Pull every line with "blob" from the material.
DATA FOR THIS EXERCISE below:
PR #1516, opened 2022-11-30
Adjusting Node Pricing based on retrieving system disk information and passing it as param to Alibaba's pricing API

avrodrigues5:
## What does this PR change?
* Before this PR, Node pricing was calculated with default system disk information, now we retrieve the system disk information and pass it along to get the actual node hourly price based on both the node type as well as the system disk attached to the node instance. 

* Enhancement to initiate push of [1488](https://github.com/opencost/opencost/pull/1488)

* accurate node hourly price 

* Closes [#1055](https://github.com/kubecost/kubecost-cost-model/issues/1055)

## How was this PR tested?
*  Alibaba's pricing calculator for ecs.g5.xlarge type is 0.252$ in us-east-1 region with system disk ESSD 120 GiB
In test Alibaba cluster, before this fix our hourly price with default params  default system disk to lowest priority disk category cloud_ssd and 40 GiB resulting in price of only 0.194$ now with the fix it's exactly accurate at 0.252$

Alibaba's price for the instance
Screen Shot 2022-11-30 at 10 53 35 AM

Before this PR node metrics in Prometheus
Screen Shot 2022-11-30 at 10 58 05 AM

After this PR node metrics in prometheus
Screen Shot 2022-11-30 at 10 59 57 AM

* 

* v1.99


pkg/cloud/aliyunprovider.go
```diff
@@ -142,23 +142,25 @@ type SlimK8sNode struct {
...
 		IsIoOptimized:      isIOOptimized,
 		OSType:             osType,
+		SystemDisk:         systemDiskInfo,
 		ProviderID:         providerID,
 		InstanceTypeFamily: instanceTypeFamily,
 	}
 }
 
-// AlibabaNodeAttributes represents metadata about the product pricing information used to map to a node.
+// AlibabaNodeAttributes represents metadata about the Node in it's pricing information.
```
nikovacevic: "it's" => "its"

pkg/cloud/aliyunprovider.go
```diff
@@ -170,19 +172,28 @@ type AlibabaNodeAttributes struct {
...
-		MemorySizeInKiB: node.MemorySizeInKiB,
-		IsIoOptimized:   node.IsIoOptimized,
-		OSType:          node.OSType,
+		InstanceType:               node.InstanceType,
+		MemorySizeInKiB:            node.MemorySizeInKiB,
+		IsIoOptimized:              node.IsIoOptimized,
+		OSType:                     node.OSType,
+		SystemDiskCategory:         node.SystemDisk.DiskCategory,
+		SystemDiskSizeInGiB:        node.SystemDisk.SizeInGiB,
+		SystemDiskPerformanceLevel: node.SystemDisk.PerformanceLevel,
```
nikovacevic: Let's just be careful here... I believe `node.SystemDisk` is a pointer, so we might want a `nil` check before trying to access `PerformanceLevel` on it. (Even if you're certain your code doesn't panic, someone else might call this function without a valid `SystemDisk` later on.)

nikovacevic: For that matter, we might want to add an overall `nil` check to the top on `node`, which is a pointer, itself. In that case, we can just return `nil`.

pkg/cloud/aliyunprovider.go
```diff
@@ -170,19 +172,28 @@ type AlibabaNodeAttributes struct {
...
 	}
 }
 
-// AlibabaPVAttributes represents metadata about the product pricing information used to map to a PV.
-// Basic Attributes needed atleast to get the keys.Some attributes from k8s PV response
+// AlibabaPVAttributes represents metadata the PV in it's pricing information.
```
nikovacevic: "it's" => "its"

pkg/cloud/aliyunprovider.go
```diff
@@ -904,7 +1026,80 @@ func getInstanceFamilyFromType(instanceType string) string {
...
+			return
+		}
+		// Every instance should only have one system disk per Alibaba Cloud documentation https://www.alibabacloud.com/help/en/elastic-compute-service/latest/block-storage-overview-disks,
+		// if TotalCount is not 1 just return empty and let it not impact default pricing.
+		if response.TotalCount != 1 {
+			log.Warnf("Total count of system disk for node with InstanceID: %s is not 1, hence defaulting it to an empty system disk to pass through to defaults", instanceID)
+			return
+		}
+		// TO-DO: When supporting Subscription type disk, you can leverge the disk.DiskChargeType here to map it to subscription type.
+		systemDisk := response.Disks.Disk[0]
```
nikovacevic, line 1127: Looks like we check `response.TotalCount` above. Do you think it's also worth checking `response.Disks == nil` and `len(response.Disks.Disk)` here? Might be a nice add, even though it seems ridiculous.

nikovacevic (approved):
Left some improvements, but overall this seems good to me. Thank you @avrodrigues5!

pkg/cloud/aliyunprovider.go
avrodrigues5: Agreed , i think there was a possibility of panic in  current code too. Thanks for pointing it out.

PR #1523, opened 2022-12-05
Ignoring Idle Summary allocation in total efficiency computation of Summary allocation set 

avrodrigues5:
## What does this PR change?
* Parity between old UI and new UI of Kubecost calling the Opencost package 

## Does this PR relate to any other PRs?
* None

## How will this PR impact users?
End of DATA FOR THIS EXERCISE.
DATA FOR THIS EXERCISE below:
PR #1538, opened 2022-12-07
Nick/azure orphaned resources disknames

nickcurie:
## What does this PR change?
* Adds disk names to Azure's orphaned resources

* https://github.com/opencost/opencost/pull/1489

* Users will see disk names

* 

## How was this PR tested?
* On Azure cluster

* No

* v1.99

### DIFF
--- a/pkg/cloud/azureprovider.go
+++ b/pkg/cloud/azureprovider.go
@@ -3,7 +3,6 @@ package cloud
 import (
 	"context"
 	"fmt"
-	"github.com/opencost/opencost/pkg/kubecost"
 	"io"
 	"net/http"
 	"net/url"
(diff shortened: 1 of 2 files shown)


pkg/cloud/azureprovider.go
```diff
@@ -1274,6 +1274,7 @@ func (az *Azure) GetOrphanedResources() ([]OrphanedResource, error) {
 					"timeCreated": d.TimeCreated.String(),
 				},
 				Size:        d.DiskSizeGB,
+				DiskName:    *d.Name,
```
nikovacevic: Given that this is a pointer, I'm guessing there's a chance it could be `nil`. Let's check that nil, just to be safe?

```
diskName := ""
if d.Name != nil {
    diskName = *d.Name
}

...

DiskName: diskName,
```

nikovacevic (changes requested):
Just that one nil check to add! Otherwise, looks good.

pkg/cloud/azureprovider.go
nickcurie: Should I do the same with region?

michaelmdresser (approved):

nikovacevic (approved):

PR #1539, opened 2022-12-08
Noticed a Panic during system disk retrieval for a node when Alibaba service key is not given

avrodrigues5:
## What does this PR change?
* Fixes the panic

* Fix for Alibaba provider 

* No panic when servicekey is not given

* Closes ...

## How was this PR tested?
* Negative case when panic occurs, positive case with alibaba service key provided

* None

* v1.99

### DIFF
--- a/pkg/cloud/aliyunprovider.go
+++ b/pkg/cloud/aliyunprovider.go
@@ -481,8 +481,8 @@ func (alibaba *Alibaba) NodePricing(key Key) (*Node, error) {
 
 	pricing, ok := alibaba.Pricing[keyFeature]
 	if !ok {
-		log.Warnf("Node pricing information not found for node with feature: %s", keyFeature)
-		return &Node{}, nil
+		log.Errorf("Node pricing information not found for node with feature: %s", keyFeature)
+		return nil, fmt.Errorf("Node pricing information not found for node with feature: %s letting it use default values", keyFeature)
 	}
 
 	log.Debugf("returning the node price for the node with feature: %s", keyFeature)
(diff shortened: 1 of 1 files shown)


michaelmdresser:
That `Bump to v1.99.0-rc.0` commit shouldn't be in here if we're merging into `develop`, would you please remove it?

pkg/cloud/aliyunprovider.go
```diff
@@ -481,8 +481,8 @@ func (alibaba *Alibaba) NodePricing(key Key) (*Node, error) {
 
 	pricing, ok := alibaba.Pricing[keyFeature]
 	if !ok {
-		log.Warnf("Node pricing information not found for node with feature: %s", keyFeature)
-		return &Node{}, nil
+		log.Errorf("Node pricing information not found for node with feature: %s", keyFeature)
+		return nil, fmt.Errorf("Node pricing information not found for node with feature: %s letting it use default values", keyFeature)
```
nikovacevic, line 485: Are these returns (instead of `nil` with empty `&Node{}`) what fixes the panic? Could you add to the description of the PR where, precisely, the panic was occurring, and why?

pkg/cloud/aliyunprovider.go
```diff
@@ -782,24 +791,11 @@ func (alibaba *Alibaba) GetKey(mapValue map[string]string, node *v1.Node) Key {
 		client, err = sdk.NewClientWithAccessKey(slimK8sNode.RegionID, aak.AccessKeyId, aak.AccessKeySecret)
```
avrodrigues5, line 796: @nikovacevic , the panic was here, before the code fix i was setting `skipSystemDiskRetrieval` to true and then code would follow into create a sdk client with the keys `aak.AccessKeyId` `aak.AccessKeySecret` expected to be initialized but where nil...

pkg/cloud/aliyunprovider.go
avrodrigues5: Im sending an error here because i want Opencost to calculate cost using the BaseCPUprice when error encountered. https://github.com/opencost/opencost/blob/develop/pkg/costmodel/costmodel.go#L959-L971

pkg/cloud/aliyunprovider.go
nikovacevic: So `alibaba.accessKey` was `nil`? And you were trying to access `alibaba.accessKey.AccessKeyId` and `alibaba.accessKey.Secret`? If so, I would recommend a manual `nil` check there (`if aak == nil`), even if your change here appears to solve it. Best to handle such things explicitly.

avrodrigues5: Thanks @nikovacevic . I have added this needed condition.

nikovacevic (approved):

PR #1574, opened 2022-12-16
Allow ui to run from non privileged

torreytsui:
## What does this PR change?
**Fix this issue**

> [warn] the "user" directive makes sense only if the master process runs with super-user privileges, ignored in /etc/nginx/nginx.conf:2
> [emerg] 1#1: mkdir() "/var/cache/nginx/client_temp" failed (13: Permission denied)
End of DATA FOR THIS EXERCISE.
DATA FOR THIS EXERCISE below:
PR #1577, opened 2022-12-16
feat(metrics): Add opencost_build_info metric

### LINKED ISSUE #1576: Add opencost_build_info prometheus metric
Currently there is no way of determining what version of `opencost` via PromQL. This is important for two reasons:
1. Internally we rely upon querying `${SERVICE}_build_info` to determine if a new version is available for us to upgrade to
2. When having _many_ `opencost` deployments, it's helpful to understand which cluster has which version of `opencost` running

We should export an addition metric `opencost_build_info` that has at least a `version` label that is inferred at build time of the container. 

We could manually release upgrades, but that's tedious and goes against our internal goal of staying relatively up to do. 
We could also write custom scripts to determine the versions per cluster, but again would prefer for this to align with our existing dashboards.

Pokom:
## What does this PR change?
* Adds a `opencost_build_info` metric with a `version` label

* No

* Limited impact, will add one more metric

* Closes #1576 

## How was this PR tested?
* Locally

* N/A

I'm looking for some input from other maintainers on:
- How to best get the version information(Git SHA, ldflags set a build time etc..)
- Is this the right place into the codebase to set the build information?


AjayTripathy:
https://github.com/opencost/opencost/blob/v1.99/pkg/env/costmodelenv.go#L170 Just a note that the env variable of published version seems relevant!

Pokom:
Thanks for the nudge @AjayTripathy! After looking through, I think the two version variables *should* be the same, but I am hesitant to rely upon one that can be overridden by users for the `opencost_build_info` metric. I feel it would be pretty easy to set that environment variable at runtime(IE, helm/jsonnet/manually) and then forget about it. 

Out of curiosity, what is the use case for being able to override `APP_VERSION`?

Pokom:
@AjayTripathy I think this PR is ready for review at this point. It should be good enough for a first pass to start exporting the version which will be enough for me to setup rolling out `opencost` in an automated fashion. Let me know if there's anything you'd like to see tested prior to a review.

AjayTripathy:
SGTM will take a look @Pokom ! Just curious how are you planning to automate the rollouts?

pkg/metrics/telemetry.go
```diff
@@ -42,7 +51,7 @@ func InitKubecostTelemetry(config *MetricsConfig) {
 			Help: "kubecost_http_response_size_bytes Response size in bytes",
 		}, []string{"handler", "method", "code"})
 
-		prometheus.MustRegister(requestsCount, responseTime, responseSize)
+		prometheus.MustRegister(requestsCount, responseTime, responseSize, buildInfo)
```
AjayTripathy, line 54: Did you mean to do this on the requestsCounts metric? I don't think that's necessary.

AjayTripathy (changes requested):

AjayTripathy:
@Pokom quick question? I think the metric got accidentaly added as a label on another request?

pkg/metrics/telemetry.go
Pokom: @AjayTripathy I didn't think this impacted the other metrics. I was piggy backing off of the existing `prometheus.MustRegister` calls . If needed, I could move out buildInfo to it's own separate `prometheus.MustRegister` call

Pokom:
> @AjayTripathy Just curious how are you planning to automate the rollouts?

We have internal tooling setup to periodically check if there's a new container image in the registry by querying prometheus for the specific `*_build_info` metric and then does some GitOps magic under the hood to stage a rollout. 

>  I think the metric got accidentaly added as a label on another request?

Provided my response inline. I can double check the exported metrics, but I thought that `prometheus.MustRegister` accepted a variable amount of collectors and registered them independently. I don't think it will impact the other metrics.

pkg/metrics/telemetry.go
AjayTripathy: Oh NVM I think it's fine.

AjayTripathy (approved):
End of DATA FOR THIS EXERCISE.
RESPONSE BELOW:
avrodrigues5: Im sending an error here because i want Opencost to calculate cost using the BaseCPUprice when error encountered. https://github.com/opencost/opencost/blob/develop/pkg/costmodel/costmodel.go#L959-L971
https://github.com/opencost/opencost/blob/v1.99/pkg/env/costmodelenv.go#L170 Just a note that the env variable of published version seems relevant!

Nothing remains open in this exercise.